■ Instructions for the task: Copy out each line of the listing that has the word "mediaQuery" in it.

■ Given material:
==================================================

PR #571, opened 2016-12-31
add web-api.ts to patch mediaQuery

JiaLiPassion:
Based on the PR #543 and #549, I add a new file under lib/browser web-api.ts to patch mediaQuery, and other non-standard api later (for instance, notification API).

==================================================

■ Exercise answer:
add web-api.ts to patch mediaQuery
Based on the PR #543 and #549, I add a new file under lib/browser web-api.ts to patch mediaQuery, and other non-standard api later (for instance, notification API).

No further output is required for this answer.